__PROBLEM DETAILS__.
Every line below must be given again exactly.

__EXERCISE MATERIAL__.

PR #1617, opened 2023-02-20
Add informational advisory for partial_sort out-of-bounds read

niklasf:
Should not really be a vulnerability, because callers would have to validate the parameter anyway to avoid panics, but I figured I'd file an informational advisory regarding https://github.com/sundy-li/partial_sort/issues/7 anyway, now that a fixed version is released.

cc @sundy-li

### DIFF
--- a/crates/partial_sort/RUSTSEC-0000-0000.md
+++ b/crates/partial_sort/RUSTSEC-0000-0000.md
@@ -1,0 +1,29 @@
+```toml
+[advisory]
+id = "RUSTSEC-0000-0000"
+package = "partial_sort"
+date = "2023-02-20"
+url = "https://github.com/sundy-li/partial_sort/issues/7"
+informational = "unsound"
+categories = ["memory-exposure"]
+keywords = ["out-of-bounds read"]
+
+[versions]
+patched = [">= 0.2.0"]
+```
+
+# Possible out-of-bounds read in release mode
+
+Affected versions of this crate were using a debug assertion to validate the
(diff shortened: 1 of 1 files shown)


Shnatsel:
Thank you for the report, and sorry for the delay!

I'd like to understand the issue better before we make the judgement of making it informational or a full-on advisory. I understand that passing a very large number as a first argument to `partial_sort` will cause more than one element to be read out of bounds and potentially written out of bounds as well during sorting, is that correct? 

If this can be used to trample out-of-bounds memory during sorting process, or read a large amount of data out of bounds, I'd rather have a regular advisory.

niklasf:
Some reads use `v.get_unchecked(...)`, but writing consistently uses `&mut v[...]` or `v.swap(...)`, so all writes have bounds checking.

Which offsets can be read is not completely arbitary, because a bounds-checked read at `(index - 2) / 2` is attempted first. But basically for large vectors, an equally large region of memory behind the vector becomes accessible.

Depending on the read contents, the algorithm will attempt a panicking write, or continue. So I would conservatively assume that observing this behavior allows inferring the contents. In practise, this is probably very tricky or impossible, especially if the panic ends the program.

Shnatsel:
Thank you for the explanation! Yes, in that case I agree that this is not a sufficiently big deal to warrant a regular advisory.

Could you also add a bit of info about this to the advisory text, for anyone else wondering about the potential impact?

niklasf:
Sure. Added more details.

Shnatsel:
Thanks a lot! Merging.

PR #1618, opened 2023-02-25
Add ascii advisory

KisaragiEffective:
related: https://github.com/tomprogrammer/rust-ascii/issues/64


Shnatsel:
I fixed up some fields, CI should pass now. Looks good to go. Thank you!

Shnatsel:
Actually I see that 0.9.2 is yanked, I assume it's still problematic, so I am going to change the version specification to `>= 0.9.3`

__YOUR RESPONSE__.
PR #1617, opened 2023-02-20
Add informational advisory for partial_sort out-of-bounds read

niklasf:
Should not really be a vulnerability, because callers would have to validate the parameter anyway to avoid panics, but I figured I'd file an informational advisory regarding https://github.com/sundy-li/partial_sort/issues/7 anyway, now that a fixed version is released.

cc @sundy-li

### DIFF
--- a/crates/partial_sort/RUSTSEC-0000-0000.md
+++ b/crates/partial_sort/RUSTSEC-0000-0000.md
@@ -1,0 +1,29 @@
+```toml
+[advisory]
+id = "RUSTSEC-0000-0000"
+package = "partial_sort"
+date = "2023-02-20"
+url = "https://github.com/sundy-li/partial_sort/issues/7"
+informational = "unsound"
+categories = ["memory-exposure"]
+keywords = ["out-of-bounds read"]
+
+[versions]
+patched = [">= 0.2.0"]
+```
+
+# Possible out-of-bounds read in release mode
+
+Affected versions of this crate were using a debug assertion to validate the
(diff shortened: 1 of 1 files shown)


Shnatsel:
Thank you for the report, and sorry for the delay!

I'd like to understand the issue better before we make the judgement of making it informational or a full-on advisory. I understand that passing a very large number as a first argument to `partial_sort` will cause more than one element to be read out of bounds and potentially written out of bounds as well during sorting, is that correct? 

If this can be used to trample out-of-bounds memory during sorting process, or read a large amount of data out of bounds, I'd rather have a regular advisory.

niklasf:
Some reads use `v.get_unchecked(...)`, but writing consistently uses `&mut v[...]` or `v.swap(...)`, so all writes have bounds checking.

Which offsets can be read is not completely arbitary, because a bounds-checked read at `(index - 2) / 2` is attempted first. But basically for large vectors, an equally large region of memory behind the vector becomes accessible.

Depending on the read contents, the algorithm will attempt a panicking write, or continue. So I would conservatively assume that observing this behavior allows inferring the contents. In practise, this is probably very tricky or impossible, especially if the panic ends the program.

Shnatsel:
Thank you for the explanation! Yes, in that case I agree that this is not a sufficiently big deal to warrant a regular advisory.

Could you also add a bit of info about this to the advisory text, for anyone else wondering about the potential impact?

niklasf:
Sure. Added more details.

Shnatsel:
Thanks a lot! Merging.

PR #1618, opened 2023-02-25
Add ascii advisory

KisaragiEffective:
related: https://github.com/tomprogrammer/rust-ascii/issues/64


Shnatsel:
I fixed up some fields, CI should pass now. Looks good to go. Thank you!

Shnatsel:
Actually I see that 0.9.2 is yanked, I assume it's still problematic, so I am going to change the version specification to `>= 0.9.3`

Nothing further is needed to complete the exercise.